Rex nodded slowly. He could smell it now, he realized, and the scent of weakness had triggered something inside him, something that threatened to spin out of control.
His mind grasped for some way to master himself. He tried to think of the lore symbols, but they had all flown out of his brain. All he had left were words. Maybe if he could keep talking…
“You’re the kind we cut from the herd.”
Timmy’s eyebrows went up. “Say what, retard?”
“You’re weak and afraid.”
“You think I’m afraid, Rex?” The boy tried to put on an amused smile, but only half his face obeyed. The left side seemed frozen, taut and wide-eyed, his fear leaking out into his expression. “Of you?”
Rex saw that Timmy’s pulse was quickening, his hands shaking.
Weakness.
“I
can smell it on you….” The words faded as Rex finally lost control. He watched the rest of what happened like a passenger in his own body. He took a step forward until his face was as close as Timmy had dared come a moment before.
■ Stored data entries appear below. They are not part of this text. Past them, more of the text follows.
PR #4460, opened 2020-07-09
[Fix] user cell accessibility identifiers

David-Henner:
## What's new in this PR?

https://wearezeta.atlassian.net/browse/ZIOS-13610

### Issues

Accessibility identifiers for `guest` and `external user` have been replaced by a single identifier `"img.userType"`, making the icons indistinguishable.

### Causes

`guest` and `external user` icons were two separate instances of `UIImageView` but have been replaced by a single instance of `IconImageView` causing it to have a single accessibility id 

### Solutions

add an `accessibilityIdentifier` property to `IconImageStyle` protocol and associate a different id per icon style

### DIFF
--- a/Wire-iOS/Sources/UserInterface/Components/Views/IconImageView/IconImageView.swift
+++ b/Wire-iOS/Sources/UserInterface/Components/Views/IconImageView/IconImageView.swift
@@ -55,6 +55,8 @@ class IconImageView: UIImageView {
         // save size and color if needed
         set(size: size, color: color)
         
+        accessibilityIdentifier = style?.accesibilityIdentifier
+
         guard
             let style = style ?? self.style,
             let icon = style.icon
@@ -66,7 +68,6 @@ class IconImageView: UIImageView {
         isHidden = false
         let color = style.tintColor ?? self.color
         self.setIcon(icon, size: self.size, color: color)
-        self.setUpIconImageView(accessibilityIdentifier: style.accesibilityIdentifier)
         self.style = style
     }
     
--- a/Wire-iOS/Sources/UserInterface/Components/Views/IconImageView/IconImageView.swift
+++ b/Wire-iOS/Sources/UserInterface/Components/Views/IconImageView/IconImageView.swift
@@ -22,7 +22,7 @@ import WireCommonComponents
 protocol IconImageStyle {
     var icon: StyleKitIcon? { get }
     var tintColor: UIColor? { get }
-    var accesibilityIdentifier: String { get }
+    var accessibilityIdentifier: String { get }
     var accessibilityPrefix: String { get }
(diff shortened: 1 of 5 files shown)


Wire-iOS/Sources/UserInterface/Components/Views/IconImageView/IconImageView.swift
```diff
@@ -22,9 +22,20 @@ import WireCommonComponents
 protocol IconImageStyle {
     var icon: StyleKitIcon? { get }
     var tintColor: UIColor? { get }
+    var accesibilityIdentifier: String? { get }
+    var accessibilityPrefix: String { get }
+    var rawValue: String { get }
```
David-Henner, line 27: chose `rawValue` property because we assume that `IconImageStyle` will be implemented by an `enum` with a `rawValue` of type `String`

We could rename the property to something like `accessibilitySuffix` and have the enums implement it to return the rawValue.

That would make the code clearer and more readable at the cost of some redundancy in the implementation of the protocol.

Wire-iOS/Sources/UserInterface/Components/Views/IconImageView/IconImageView.swift
```diff
@@ -54,6 +65,8 @@ class IconImageView: UIImageView {
         // save size and color if needed
         set(size: size, color: color)
         
+        accessibilityIdentifier = style?.accesibilityIdentifier
```
billypchan, line 68: I would suggest overriding. if style is modified, access id is also update:
```
    override var accessibilityIdentifier: String? {
        get {
            return style?.accesibilityIdentifier
        }

        set {
            // no-op
        }
    }
```

johnxnguyen: This is misleading though because it is overriding a read-write property to behave only like a read-only property.

Wire-iOS/Sources/UserInterface/Components/Views/IconImageView/IconImageView.swift
johnxnguyen: I think that clarity and readability should be the priority and warrants some redundancy. The benefits of good descriptive names far outweigh a little bit of extra code.

Wire-iOS/Sources/UserInterface/Components/Views/IconImageView/IconImageView.swift
billypchan: We have several similar fixes before about `accessibilityIdentifier` is not updated after the context changes. Another choice would be updating `accesibilityIdentifier` in `style`'s `didSet`, but it would be easy to be forgotten in the future.

PR #4461, opened 2020-07-09
[WIP] Feature: store passphrase in the key chain

billypchan:
## What's new in this PR?

Create a temporary request password alert and store the passcode in keychain, when the use enable app lock switch.

### DIFF
--- a/Wire-iOS/Sources/Components/Settings/SettingsPropertyFactory.swift
+++ b/Wire-iOS/Sources/Components/Settings/SettingsPropertyFactory.swift
@@ -54,6 +54,8 @@ enum SettingsPropertyError: Error {
 protocol SettingsPropertyFactoryDelegate: class {
     func asyncMethodDidStart(_ settingsPropertyFactory: SettingsPropertyFactory)
     func asyncMethodDidComplete(_ settingsPropertyFactory: SettingsPropertyFactory)
+    
+    func requestNewPassCode()
 }
 
 final class SettingsPropertyFactory {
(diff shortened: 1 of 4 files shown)


Wire-iOS/Sources/Components/Settings/SettingsPropertyFactory.swift
```diff
@@ -325,12 +327,20 @@ final class SettingsPropertyFactory {
...
+                    return SettingsPropertyValue(CustomAppLock.isActive)
             },
                 setAction: { _, value in
                     switch value {
                     case .number(value: let customAppLock):
-                        CustomAppLock.isActive = customAppLock.boolValue ///TODO:
+                        let isCustomAppLockActive = customAppLock.boolValue
+                        CustomAppLock.isActive = isCustomAppLockActive
+                        
+                        if isCustomAppLockActive {
```
typfel, line 338: AFAIK this should not be configureable and we will always set a pass code.

Wire-iOS/Sources/UserInterface/SelfProfile/SelfProfileViewController.swift
```diff
@@ -185,6 +187,20 @@ final class SelfProfileViewController: UIViewController {
 // MARK: - SettingsPropertyFactoryDelegate
 
 extension SelfProfileViewController: SettingsPropertyFactoryDelegate {
+    func requestNewPassCode() {
+        // ask for new custom pass code
+        let requestPasswordController = RequestPasswordController(context: .newPasscode) { passcode in
+            guard let passcode = passcode else { return }
+            // save to keychain
+            let data = passcode.data(using: .utf8)!
+            ZMKeychain.setData(data, forAccount: SettingsPropertyName.customAppLock.rawValue)
```
typfel, line 196: I'm thinking this is abusing the `ZMKeychain` since app lock is not an "account". I think we should add a new way for setting/deleting passcode from the keychain but I would suggest doing that in a  separate PR. 

I'd suggest adding a TODO for now.

billypchan: I found there is only one place in the UI project using `ZMKeychain.setData()` and the `account` value is a static string (`SettingsPropertyName.lockApp.rawValue`). I guess the 'Account' here means key as there are no other public methods to save the data to `ZMKeychain`.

The fear in Rex’s stomach had changed into something else, something hot and cruel that surged through his chest and up into his jaw. His teeth parted, lips pulling back so far that he felt them split, baring his teeth and half an inch of gums. His whole body grew as taut as one long trembling muscle, swaying for balance like a snake ready to strike, arms out and fingers locked in rigid claws.
He made a noise then, right in Timmy’s face, a horrific sound that Rex had never heard before, much less produced himself. His mouth still open wide, the back of his throat cinched tightly closed, a breath forcing its way out with a long and shuddering hisssss—a mix of fingernails on a chalkboard, the shriek of a hawk, and the last rattle of a punctured lung. The noise seemed to coil in the air for a moment, wrapping around Timmy’s shuddering frame, squeezing the breath from him.
The hiss lingered in the empty hallway like the echoes of a shout, disappearing into the buzzing of the fluorescent lights.
Timmy didn’t move. The twisted half smile stayed on his face, muscles frozen, as if some careless surgeon had snipped a nerve and he was stuck with the half-formed expression for the rest of his life.
“Weakness,” Rex said softly, the hiss still ringing in his voice.
His body softened then, whatever demon had slipped into him departing as swiftly as it had come. His jaw relaxed, and Rex’s muscles lost their inhuman rigidity—but Timmy still didn’t move. He looked thoroughly frozen, like a rat that had just lost a staring contest with a python.
He didn’t make another sound as Rex walked away.
Halfway to the gym, Rex’s heart was still pounding with the weirdness of what had just happened. He felt elated, confident, and powerful, finally cleansed of the fear that had stalked him through the halls of Bixby High School every day for the last two years.